Elaine77777 / lab-07

Lab 07: Dataset alchemy
Creative Commons Attribution 4.0 International
0 stars 0 forks source link

Lab 07 feedback #1

Open Elaine77777 opened 7 months ago

Elaine77777 commented 7 months ago

1) I learned how to convert rda files into csv files, even though that was not my intention in the first place, but it was a happy accident, and I did learn a lot from it.

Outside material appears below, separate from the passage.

PR #434, opened 2021-11-30
Support processing of uploaded zip archives

kgevorkyan:
### What's done:
* Support processing of uploaded zip archives - unzip zip archives into docker image among provided additional files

I also learned how to process data and use 'bing' function to prepare the data for sentiment analysis.

2) I actually found getting started the most challenging, and by that I mean trying to figure out how to install the packages in the first place, but after figuring that out, the rest became relatively easy. Learning about how the key works in class was super helpful.

3) Mostly instructor, but also Chatgpt for debug, which was extremely efficient

4) I would like to know, in the future, suppose that I want to conduct a sentiment analysis with a movie script, do I keep the non-content words, because in this lab, we decided to keep to make the processed dataset as close as possible to the orginally dataset, but do we always do that? The potential resource I will certainly use in the future is still Chatgpt: https://chat.openai.com/

francojc-lin380s24 commented 7 months ago

Great self-assessment. Let me comment on #4. In sentiment analysis, many of the non-content words will not have much meaning. They tend to be function words that by themselves do not add to the overall sentiment. That is why they are usually removed, or ignored. If you are using an algorithm (say vader or sentimentr) that does sentiment analysis at the sentence, paragraph, or document level, you may need to keep these function words as they can/ do contribute to meaning, just not at the word level.